The principal purpose of the work described in this thesis was to develop an insight into the scuffing performance of steel discs used to simulate gear tooth contacts under severe conditions of load, sliding and high temperature. Different surface conditions of the discs such as ground, superfinished, ground/hard-coated, and superfinished/ hard-coated were investigated in various combinations and at sliding speeds of up to 16 m/s in order to obtain an understanding of the possible beneficial effect of improved surface finish and the application of hard coatings on scuffing performance under the severe conditions experienced in an aerospace transmission such as a helicopter main rotor gearbox. The lubricant used in all tests was an oil commonly used in aerospace transmissions. It was found that the diamond-like coating (DLC) investigated in this work had the effect of markedly improving the scuffing resistance of the hardened steel substrate.
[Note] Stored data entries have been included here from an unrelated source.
PR #186, opened 2016-06-14
Use base tag in index.html to allow for relative urls

maffoo:
We send index.html to the browser to bootstrap the app no matter what route within the app the user loads. Hence, to use relative urls we must update the base against which urls in the index page are resolved to use the root path where the app is hosted, not the route from which the page was served.

On the server, we modify the base href appropriately before serving the page by manipulating the page DOM (previously this was done by injecting javascript, but the DOM manipulation is much cleaner). We also fix up the way this is handled on the client-side to be consistent with how the browser itself resolves relative URLs.

### DIFF
--- a/build.sbt
+++ b/build.sbt
@@ -27,6 +27,7 @@ lazy val server = project.in(file("server"))
 
     libraryDependencies ++= Seq(
       "org.scala-lang.modules" %% "scala-async" % "0.9.2",
+      "org.jsoup" % "jsoup" % "1.9.2",
       "org.labrad" %% "scalabrad" % "0.6.2"
     ),
 
--- a/client-js/app/index.html
+++ b/client-js/app/index.html
@@ -7,11 +7,14 @@
   <meta name="viewport" content="width=device-width, initial-scale=1">
   <title>LabRAD</title>
 
+  <!-- Resolve relative URLs against the root path, not the current route path -->
+  <base href="/">
+
   <!-- Chrome for Android theme color -->
   <meta name="theme-color" content="#303F9F">
 
   <!-- Web Application Manifest -->
-  <link rel="manifest" href="/manifest.json">
+  <link rel="manifest" href="manifest.json">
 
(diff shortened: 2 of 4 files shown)


maffoo:
@joshmutus

joshm-3b6b58:
Hey @maffoo can you provide me an example of how this worked before and how this works now? I'm having a little trouble understanding this from the PR description. 

For example when I request `https://SERVER/registry/Jim/AliceBobRes/Cooldown151230/160222/Bc/` what is happening different than before?

maffoo:
With the URL you provided, nothing is different. The idea here is I might have a single webserver where I want to host two copies of scalabrad-web (say, one running the latest release and one running a dev version for testing). I want to host the release version at the root url path so that people will see it by default when going to, say `https://my.server/registry/...`. But I also want to host the dev version at another path like `/dev/` so people can see it by going to `https://my.server/dev/registry/...`. The change here makes this possible. You would just have to run the dev server with the option `--url-prefix=/dev/`. (You would also have to run the dev server on a different port and set up a proxy server to forward the paths appropriately, but that is a different story).

The reason this didn't work before is that the `index.html` page had absolute URLs for things like javascript and html imports, so even if you loaded the initial page from the dev server on `https://my.server/dev/registry/...`, the browser would then load additional resources like javascript from the absolute URLs and get the versions from the server running on the root path.

Does that help?

joshm-3b6b58:
@maffoo OK, I understand that, how do I test it? Say I have two builds I'm running off the same server what uh, do I do with gulp to run them both at the same time?

joshm-3b6b58:
I'm assuming there are commits to follow that deal with handling and labelling the versioning of the dev servers? It looks good. I'm able to bounce back and forth between the two versions of the software. I'm curious how I'll go about deploying my own dev-servers etc, it would be great to go through some together and create some instructions.

joshm-3b6b58:
LGTM

PR #188, opened 2016-06-16
Show server and client versions in client-side UI

maffoo:
The server and client versions are pulled from the state of the git tree when the client and server are built, using the sbt-git plugin on the server side and the git-describe library in gulp for the client. Both of these give a string describing the version that is based on git tags and the state of the tree. If you build a version tagged as `1.0.1`, the version will just be `1.0.1`. Otherwise the version will show the number of commits beyond a given tag, so if we build master several commits after that tagged version, the version string will be, say, `1.0.1-7-g0c80392` to indicate that we are 7 commits past the `1.0.1` tag at revision `0c80392`. In addition, if the local tree has uncommitted changes when things are built, then we'd see that tacked on the end as well: `1.0.1-7-g0c80392-dirty`. We also change the sbt build to use this when producing archives, so we don't need to update version numbers in the code, just use git tags.

Note that I've included two somewhat unrelated changes to add some options for specifying a manager host suffix and optionally redirecting the grapher and registry routes when using a single grapher or registry with multiple managers as we tend to do. I included them because they were developed in that order and so it was easier to put them all up rather than disentangle. I can pull them apart if desired, but it shouldn't be too bad to review the individual commits.

@joshmutus

### DIFF
--- a/build.sbt
+++ b/build.sbt
@@ -1,8 +1,11 @@
 lazy val commonSettings = Seq(
-  version := "1.0.1",
+  useJGit,
+  git.useGitDescribe := true,
   scalaVersion := "2.11.7",
   resolvers += "bintray" at "http://jcenter.bintray.com"
 )
+
+enablePlugins(GitVersioning)
 
 lazy val jsonrpc = project.in(file("jsonrpc"))
   .settings(commonSettings)
@@ -36,6 +39,17 @@ lazy val server = project.in(file("server"))
     fork in run := true,
     connectInput in run := true,
     javaOptions += "-Dorg.labrad.stopOnEOF=true",
+
+    // add a resource generator that saves the git version in a file
+    resourceGenerators in Compile += Def.task {
+      val versionStr = version.value
+      val s = streams.value
+      s.log.info(s"git version: $versionStr")
+      val dstDir = (resourceManaged in Compile).value
+      val dstFile = dstDir / "org" / "labrad" / "browser" / "version.txt"
+      IO.write(dstFile, versionStr)
+      Seq(dstFile)
+    }.taskValue,
 
     // add a resource generator that copies compiled files from the client project
     resourceGenerators in Compile += Def.task {
--- a/client-js/app/elements/labrad-app.html
+++ b/client-js/app/elements/labrad-app.html
@@ -60,6 +60,17 @@
       direction: rtl;
     }
 
+    #tech-info {
+      margin: 20px;
+    }
+    #tech-info h1 {
+      font-size: 16px;
+    }
+    #tech-info p {
+      font-size: 12px;
+      font-family: monospace;
+    }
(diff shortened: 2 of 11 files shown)


maffoo:
@joshmutus, I have this exact version running on /dev/maffoo/ now; you can check the revision in the UI there :-)

maffoo:
@jwenner, this version is now running on matrix at the usual host and port but under the /dev/maffoo/ path. If you'd like to check it out that would be great. You'll see the server and client versions in the UI when you open the main menu. I think this will be really helpful when we're trying to track down issues.

jwenner:
The git versions indeed show up.  Does the `g` in the version number need to be there? (I was initially expecting the g to be part of the git SHA-1 until I realized that it stood for git. And yes, I do realize that g=10 in hexadecimal land.)

As for the other changes (besides showing the versions), I can't figure out what's going on, so I can't comment on them.

joshm-3b6b58:
So the SHA tagging is really nice, I have a perhaps related question: when are we bumping versions?

jwenner:
> Add options to redirect grapher and registry routes to default manager. 

I'm not so sure I like this. After all, you want to make sure that the registry you are viewing and editing is the same as the one that the data-taking code uses. If for some reason they get out of sync, then this change would mask this and lead to lots of confusion. Similarly with the grapher and the data_vault.

maffoo:
@joshmutus, we've been rather inconsistent about bumping versions. Basically, we do it whenever we want to release a version for deployment. We may want to get more systematic about this.

@jwenner, the idea is that the person deploying the web interface would only enable the registry and grapher redirect options when you have a setup where the registry and data vault are shared among all managers, as we do. The scenario you propose where the views of these "get out of sync" on different managers should not happen, since they share an underlying backing store. My perspective is that this would help _avoid_ confusion by making it clear that there are not separate registries and data vaults on the different managers. But we can see how other people feel about this and it's easy to turn these options off.

jwenner:
What I was thinking of was back when we had registry caching (do we still have this?), when you had to update the registry on the data-taking computer (or was it through the particular manager?). Otherwise, I vaguely recall that the computer would not recognize the registry update and would use the old value. Note: this was back in the Delphi manager days.

maffoo:
Registry caching no longer exists. In addition, the latest version of the manager allows to share the registry using a multi-headed approach like the data vault where one registry process logs in to multiple managers. This makes notifications work properly across all managers when changes are made anywhere, which you don't get by just pointing all the registries at the same directory on the filesystem. I'd like to fix up our manager configurations to take advantage of this.

jwenner:
As per our discussion (where you said that the common registry/grapher is easy to turn off and on and that the default is off), LGTM based on functionality. Note that I have not looked over the code itself (as I don't know scala/typescript).

PR #189, opened 2016-06-16
Fix d3 package organization in package.json

maffoo:
d3 has apparently changed github organizations. jspm changes this when running a clean `jspm install` so just want to commit the change.


joshm-3b6b58:
LGTM

PR #11437, opened 2025-08-27
fix(forge): populate the git submodule url from git config

wellnana:
The `Dependency::FromStr` implementation sets url to `None` when the input is treated as an alias-only dependency, eg `forge-std`, so we can try to get the url from the git config.


onbjerg (changes requested):
The test is failing

wellnana:
> The test is failing

Ah, I shouldn't change `cmd.rs` revert now, not sure why its flaky test here, but should be good this time

PR #11438, opened 2025-08-27
feat(forge verify-contract): update Sourcify integration to support API v2

### LINKED ISSUE #11065: feat: update Sourcify integration to support API v2
### Component

Forge

- [x] Foundry
- [x] Foundryup

foundryup: 1.0.1

forge verify-check

### Operating System

macOS (Apple Silicon)

### Describe the bug

I wasn't able to get a successful response for any of the already verified contracts on Sourcify using `forge verify-check`:

```bash
$ forge verify-check 0xdAC17F958D2ee523a2206206994597C13D831ec7 --verifier sourcify    
                                                                                                           
Checking verification status on mainnet
Attempting to verify on Sourcify. Pass the --etherscan-api-key <API_KEY> to verify on Etherscan, or use the --verifier flag to verify on another provider.
Contract source code is not verified
```

See the verified contract: https://repo.sourcify.dev/1/0xdAC17F958D2ee523a2206206994597C13D831ec7

Also tried with `--chain=1`

However this command worked:
```bash
$ forge verify-check 0xa5F565650890fBA1824Ee0F21EbBbF660a179934 --verifier sourcify --chain=10        
                                                                                            
Checking verification status on optimism
Attempting to verify on Sourcify. Pass the --etherscan-api-key <API_KEY> to verify on Etherscan, or use the --verifier flag to verify on another provider.
Contract successfully verified
```

This contract also works:
```bash
$ forge verify-check 0x1231DEB6f5749EF6cE6943a275A1D3E7486F4EaE --verifier sourcify                                                                                                               

Checking verification status on mainnet
Attempting to verify on Sourcify. Pass the --etherscan-api-key <API_KEY> to verify on Etherscan, or use the --verifier flag to verify on another provider.
Contract successfully verified
```

Other failing ones:
- 0xD6C2Af244DD56DB3C9D276808EdA8B5Fb040007b
- 0x7a250d5630B4cF539739dF2C5dAcb4c659F2488D

Feels very random and I wasn't able to recognize a pattern.

If you need example verified contracts use this API: https://sourcify.dev/server/v2/contracts/1?limit=10&sort=desc

manuelwedler:
## Motivation

Closes #11065

Sourcify API v1 is deprecated and forge should be updated to use API v2.

API v2 is based on asynchronous verification jobs similar to Etherscan. Therefore, it's necessary to return the verification job ID and check the job for a successful verification.

## Solution

- `forge verify-contract` outputs the verification job id after submitting to Sourcify
- `forge verify-contract --watch` automatically polls the Sourcify API for the job status.
- `forge verify-check` takes a verification job id to follow the same pattern as Etherscan with its GUID.
- Adds support for providing the creation transaction hash to the Sourcify API via a new argument. This makes it easier to get a creation match. `forge create --verify` automatically passes the transaction hash to the verify command.
- Adds the `is_contract_verified_check` which was missing and therefore inconsistent with the Etherscan command.

## PR Checklist

- [x] Added Tests
- [x] Added Documentation
- [ ] Breaking changes

### DIFF
--- a/crates/forge/src/cmd/create.rs
+++ b/crates/forge/src/cmd/create.rs
@@ -249,6 +249,7 @@ impl CreateArgs {
             guess_constructor_args: false,
             compilation_profile: Some(id.profile.to_string()),
             language: None,
+            creation_transaction_hash: Default::default(),
         };
 
         // Check config for Etherscan API Keys to avoid preflight check failing if no
@@ -439,6 +440,7 @@ impl CreateArgs {
             guess_constructor_args: false,
             compilation_profile: Some(id.profile.to_string()),
             language: None,
+            creation_transaction_hash: Some(receipt.transaction_hash),
         };
         sh_println!("Waiting for {} to detect contract deployment...", verify.verifier.verifier)?;
         verify.run().await
--- a/crates/verify/src/sourcify.rs
+++ b/crates/verify/src/sourcify.rs
@@ -37,6 +37,16 @@ impl VerificationProvider for SourcifyVerificationProvider {
         let body = self.prepare_verify_request(&args, &context).await?;
         let chain_id = args.etherscan.chain.unwrap_or_default().id();
 
+        if !args.skip_is_verified_check && self.is_contract_verified(&args).await? {
+            sh_println!(
+                "\nContract [{}] {:?} is already verified. Skipping verification.",
+                context.target_name,
+                args.address.to_string()
+            )?;
+
+            return Ok(());
+        }
+
         trace!("submitting verification request {:?}", body);
 
         let client = reqwest::Client::new();
@@ -253,6 +263,40 @@ impl SourcifyVerificationProvider {
 
         Ok(req)
     }
+
+    async fn is_contract_verified(&self, args: &VerifyArgs) -> Result<bool> {
+        let chain_id = args.etherscan.chain.unwrap_or_default().id();
+        let base_url = args.verifier.verifier_url.as_deref().unwrap_or(SOURCIFY_URL);
+        let url = format!("{}v2/contract/{}/{}", base_url, chain_id, args.address);
+
+        match reqwest::get(&url).await {
+            Ok(response) => {
+                if response.status() == 200 {
+                    let contract_response: SourcifyContractResponse =
+                        response.json().await.wrap_err("Failed to parse contract response")?;
+
+                    let creation_exact = contract_response
+                        .creation_match
+                        .as_ref()
+                        .map(|s| s == "exact_match")
+                        .unwrap_or(false);
+
+                    let runtime_exact = contract_response
+                        .runtime_match
+                        .as_ref()
+                        .map(|s| s == "exact_match")
+                        .unwrap_or(false);
+
+                    Ok(creation_exact && runtime_exact)
+                } else {
+                    Ok(false)
+                }
+            }
+            Err(error) => Err(error).wrap_err_with(|| {
+                format!("Failed to query verification status for {}", args.address)
+            }),
+        }
+    }
 }
 
 #[derive(Debug, Serialize)]
@@ -285,6 +329,10 @@ pub struct SourcifyJobResponse {
 pub struct SourcifyContractResponse {
     #[serde(rename = "match")]
     match_status: Option<String>,
+    #[serde(rename = "creationMatch")]
+    creation_match: Option<String>,
+    #[serde(rename = "runtimeMatch")]
+    runtime_match: Option<String>,
 }
 
 #[derive(Debug, Deserialize)]
--- a/crates/verify/src/sourcify.rs
+++ b/crates/verify/src/sourcify.rs
@@ -1,15 +1,19 @@
 use crate::{
     provider::{VerificationContext, VerificationProvider},
-    verify::{VerifyArgs, VerifyCheckArgs},
+    retry::RETRY_CHECK_ON_VERIFY,
+    utils::ensure_solc_build_metadata,
+    verify::{ContractLanguage, VerifyArgs, VerifyCheckArgs},
 };
-use alloy_primitives::map::HashMap;
 use async_trait::async_trait;
-use eyre::Result;
-use foundry_common::fs;
+use eyre::{Context, Result, eyre};
+use foundry_common::retry::RetryError;
+use foundry_compilers::{
+    artifacts::{Source, StandardJsonCompilerInput, vyper::VyperInput},
+    solc::SolcLanguage,
+};
 use futures::FutureExt;
-use reqwest::Url;
 use serde::{Deserialize, Serialize};
-use std::str::FromStr;
+use std::path::Path;
 
 pub static SOURCIFY_URL: &str = "https://sourcify.dev/server/";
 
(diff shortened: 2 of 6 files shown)


crates/verify/src/verify.rs
```diff
@@ -507,6 +511,25 @@ impl figment::Provider for VerifyCheckArgs {
     }
 }
 
+fn validate_tx_hash(hash: &str) -> Result<TxHash, String> {
```
DaniPopes: This is already handled by the FromStr implementation with [FromHexError](https://docs.rs/const-hex/latest/const_hex/enum.FromHexError.html), and also allows non-0x prefix, so this function is not needed

image

crates/verify/src/sourcify.rs
```diff
@@ -47,155 +64,320 @@ impl VerificationProvider for SourcifyVerificationProvider {
...
+    error: Option<SourcifyErrorResponse>,
+}
+
+#[derive(Debug, Deserialize)]
+pub struct SourcifyContractResponse {
+    #[serde(rename = "match")]
+    match_status: Option<String>,
+    #[serde(rename = "creationMatch")]
+    creation_match: Option<String>,
+    #[serde(rename = "runtimeMatch")]
```
DaniPopes: you can use `#[serde(rename_all = "camelCase")]` on the struct itself instead of renaming each field individually

manuelwedler:
@DaniPopes thanks for the feedback. I addressed your comments and the CI was successful now.

crates/forge/src/cmd/create.rs
```diff
@@ -249,6 +249,7 @@ impl CreateArgs {
             guess_constructor_args: false,
             compilation_profile: Some(id.profile.to_string()),
             language: None,
+            creation_transaction_hash: Default::default(),
```
grandizzy: this could be ` creation_transaction_hash: None,`

crates/verify/src/sourcify.rs
```diff
@@ -25,16 +29,29 @@ impl VerificationProvider for SourcifyVerificationProvider {
...
+            )?;
+
+            return Ok(());
+        }
 
         trace!("submitting verification request {:?}", body);
 
         let client = reqwest::Client::new();
+        let base_url = args.verifier.verifier_url.as_deref().unwrap_or(SOURCIFY_URL);
+        let url = format!("{}v2/verify/{}/{}", base_url, chain_id, args.address);
```
grandizzy: this repeats several times, let's have a helper / unified way to compose URL. Also, shouldn't `base_url` always be `SOURCIFY_URL` here, or we want to be flexible to change from `https://sourcify.dev/server/`?

crates/verify/src/sourcify.rs
```diff
@@ -47,155 +64,317 @@ impl VerificationProvider for SourcifyVerificationProvider {
...
                     let response = client
-                        .post(args.verifier.verifier_url.as_deref().unwrap_or(SOURCIFY_URL))
+                        .post(&url)
                         .header("Content-Type", "application/json")
                         .body(serde_json::to_string(&body)?)
                         .send()
                         .await?;
 
                     let status = response.status();
-                    if !status.is_success() {
```
grandizzy, line 57: nit: we can reorg this as
```rust
                    return match response.status() {
                        StatusCode::CONFLICT => {}
                        StatusCode::ACCEPTED => {}
                        _ => {}
```

also, won't the new code fail if 200 (as we're only handling 409 and 202) or doesn't matter?

crates/verify/src/sourcify.rs
```diff
@@ -47,155 +64,317 @@ impl VerificationProvider for SourcifyVerificationProvider {
...
-                        "check-by-addresses?addresses={}&chainIds={}",
-                        args.id,
-                        args.etherscan.chain.unwrap_or_default().id(),
+            .run_async_until_break(|| async {
+                let response = reqwest::get(&url)
+                    .await
+                    .wrap_err("Failed to request verification status")
+                    .map_err(RetryError::Retry)?;
+
+                if response.status() == 404 {
```
grandizzy: can be `if response.status() == StatusCode::NOT_FOUND`

crates/verify/src/sourcify.rs
```diff
@@ -47,155 +64,317 @@ impl VerificationProvider for SourcifyVerificationProvider {
...
-            files.insert(import_entry, fs::read_to_string(&import)?);
-        }
+                // remove all incompatible settings
+                settings.sanitize(&context.compiler_version, SolcLanguage::Solidity);
+
+                input.settings = settings;
+
+                serde_json::to_value(&input).wrap_err("Failed to serialize standard json input")?
+            }
+            ContractLanguage::Vyper => {
```
grandizzy, line 273: :heart_eyes:

crates/verify/src/sourcify.rs
```diff
@@ -47,155 +64,317 @@ impl VerificationProvider for SourcifyVerificationProvider {
...
+            "{}:{}",
+            context
+                .target_path
+                .strip_prefix(context.project.root())
+                .unwrap_or(context.target_path.as_path())
+                .display(),
+            context.target_name
+        );
+
+        let compiler_version = if matches!(lang, ContractLanguage::Vyper) {
```
grandizzy: can we move this in match above and return both `std_json_input` and `compiler_version` or maybe the `Ok(SourcifyVerifyRequest)` directly

crates/verify/src/sourcify.rs
```diff
@@ -47,155 +64,317 @@ impl VerificationProvider for SourcifyVerificationProvider {
...
+            context
```
grandizzy: shouldn't `context.compiler_version` be enough here?

crates/verify/src/sourcify.rs
```diff
@@ -47,155 +64,317 @@ impl VerificationProvider for SourcifyVerificationProvider {
...
-                if let Some(ts) = &response.storage_timestamp {
-                    sh_println!("Contract source code already verified. Storage Timestamp: {ts}")?;
+    async fn is_contract_verified(&self, args: &VerifyArgs) -> Result<bool> {
+        let chain_id = args.etherscan.chain.unwrap_or_default().id();
+        let base_url = args.verifier.verifier_url.as_deref().unwrap_or(SOURCIFY_URL);
+        let url = format!("{}v2/contract/{}/{}", base_url, chain_id, args.address);
+
+        match reqwest::get(&url).await {
+            Ok(response) => {
+                if response.status() == 200 {
```
grandizzy: do we care about 200 only here or should we `if response.status().is_success()`?

crates/verify/src/sourcify.rs
manuelwedler: There are self-hosted Sourcify instances that should be supported. So it makes sense to leave the option to provide a custom url.

We list them on our website, see "self-hosting" on https://sourcify.dev

crates/verify/src/sourcify.rs
manuelwedler: In the way the Sourcify api is implemented, the server will never return a 200 on this API call. I think it's fine to just expect 202.

crates/verify/src/sourcify.rs
manuelwedler: `is_success()` seems better :+1:

crates/verify/src/sourcify.rs
manuelwedler: For Solidity, Sourcify requires the build metadata. So, calling `ensure_solc_build_metadata` seems necessary. 

For Vyper, I came to the conclusion that we actually should use `context.compiler_version` due to inconsistent artifact naming of Vyper releases.

manuelwedler:
@grandizzy I just addressed the feedback

grandizzy:
> @grandizzy I just addressed the feedback

@manuelwedler thank you, will check, could you please remove the unwraps to fix compilation errors, we made some updates in the way tests work

grandizzy (approved):
lgtm, thank you! @DaniPopes @zerosnacks if you want to have one more look before merge

PR #11204, opened 2025-08-04
feat(`invariants`): sample typed storage values

yash-atreya:
## Motivation

Closes #8116 

## Solution

- Adds an optional `StorageLayout` to `ContractData` and `TargetedContracts`
- Upon insertion of `state_changeset`, the `StorageLayout` is looked up to decide whether to insert it as a typed sample value OR raw value.
- This requires enabling `storageLayout` using `extra_output = ["storageLayout"]` in `foundry.toml` OR use the cli flag `--extra-output storageLayout`
- This is especially useful in cases where the function call does not return a value OR emit an event but storage changes are made. We are now able to decode these storage changes and add them to the subsequent fuzz inputs.

## PR Checklist

- [ ] Added Tests
- [ ] Added Documentation
- [ ] Breaking changes

PR #11440, opened 2025-08-27
fix(coverage): contracts by artifact from linked contracts

### LINKED ISSUE #11432: Coverage is significantly reduced after upgrade to nightly version
### Component

Forge

- [x] Foundry
- [x] Foundryup

1.3.2-nightly Commit SHA: befca98d440847160a65e71597ff03943c804190

1.3.0

forge coverage --report lcov

### Operating System

Linux

### Describe the bug

Coverage of [our project](https://github.com/stabilitydao/stability-contracts/pull/364) was reduced on 80% after upgrading 1.3.2-stable => 1.3.2-nightly. The problem appears on CI that always uses nightly version but I was able to reproduce it locally also. All tests are passed successfully on both stable and nightly versions. The only visible difference is that nightly version generates lcov.info with 0 hits for most functions. My guess is that zero hits are set for all functions called in tests on forks. There are no such problems with tests on mocks. Lcov.info files generated by both foundry versions are [here](https://drive.google.com/file/d/1wbflhzy0-aJBMUOJew4xtG4O1C2OlWiX/view?usp=sharing). Would you please check?

grandizzy:
## Motivation
- closes #11432 
- regression introduced https://github.com/foundry-rs/foundry/pull/11204/files#diff-7cf15eff5ea54b62e8810f2f11d2285a2783dc88ceb867ca0618a73487f1df60R522-R525 we need to create contracts by artifact from linked contracts

## Solution
- introduce builder to create `ContractsByArtifact` from contracts iter and enrich with storage layouts (if available)

## PR Checklist

- [ ] Added Tests
- [ ] Added Documentation
- [ ] Breaking changes

### DIFF
--- a/crates/common/src/contracts.rs
+++ b/crates/common/src/contracts.rs
@@ -8,8 +8,9 @@ use eyre::{OptionExt, Result};
 use foundry_compilers::{
     ArtifactId, Project, ProjectCompileOutput,
     artifacts::{
-        BytecodeObject, CompactBytecode, CompactContractBytecode, CompactDeployedBytecode,
-        ConfigurableContractArtifact, ContractBytecodeSome, Offsets, StorageLayout,
+        BytecodeObject, CompactBytecode, CompactContractBytecode, CompactContractBytecodeCow,
+        CompactDeployedBytecode, ConfigurableContractArtifact, ContractBytecodeSome, Offsets,
+        StorageLayout,
     },
     utils::canonicalized,
 };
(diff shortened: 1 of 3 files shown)


grandizzy:
> lgtm!
> 
> probably a good reason to eventually work on adding coverage to the benchmarks

yeah, I think that's more about missing unit test for common coverage case, should be added now

zerosnacks (approved):

PR #11441, opened 2025-08-27
fix(anvil): make with_steps_tracing enable steps + mem/stack snapshots

MozirDmitriy:
- Align AnvilInspector::with_steps_tracing with its name and CLI/docs semantics.
- Switch from recording state diffs to enabling actual step recording and full context:
  - set_steps(true)
  - set_memory_snapshots(true)
  - set_stack_snapshots(StackSnapshotType::Full)
- Keep with_trace_printer on state diffs (unchanged).
- This matches how cheatcodes enable debug step recording and unblocks geth-style step traces.

### DIFF
--- a/crates/anvil/src/eth/backend/mem/inspector.rs
+++ b/crates/anvil/src/eth/backend/mem/inspector.rs
@@ -7,7 +7,7 @@ use foundry_evm::{
     decode::decode_console_logs,
     inspectors::{LogCollector, TracingInspector},
     traces::{
-        CallTraceDecoder, SparsedTraceArena, TracingInspectorConfig, StackSnapshotType,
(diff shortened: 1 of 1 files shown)


crates/anvil/src/eth/backend/mem/inspector.rs
```diff
@@ -72,7 +73,12 @@ impl AnvilInspector {
 
     /// Enables steps recording for `Tracer`.
     pub fn with_steps_tracing(mut self) -> Self {
-        self.tracer = Some(TracingInspector::new(TracingInspectorConfig::all().with_state_diffs()));
```
DaniPopes, line 75: this is already `all` so this PR does nothing: https://docs.rs/revm-inspectors/latest/src/revm_inspectors/tracing/config.rs.html#83-95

In tests using the ground/coated samples, for example, it was not found possible to produce scuffing within the load and temperature limits of the test rig used (2.0 GPa maximum Hertzian contact pressure or 300 C maximum disc bulk temperature) even at the high sliding speed of 16 m/s. In addition to improving scuffing resistance it was found that the effect of the hard coating was to reduce friction and operating temperatures for a given load/speed combination. Superfinishing of the steel discs also led to a reduction in friction, but did not produce a significant improvement in scuffing resistance. It was found that the combination of ground/hard-coated discs running against ground/uncoated discs produced a remarkable behaviour of the discs' bulk temperatures, which suggests that the hard coating acts as a thermal barrier. Micro-elastohydrodynamic lubrication (micro-EHL) analyses were conducted using surface profiles of discs used in the experimental work. These theoretical simulations demonstrated the very severe lubrication conditions which are present in the experiments. Pressure ripples far in excess of the calculated Hertzian pressure are predicted, and the films generated by hydrodynamic action are extremely thin. Under the most severe conditions transitory direct "dry" contact is predicted.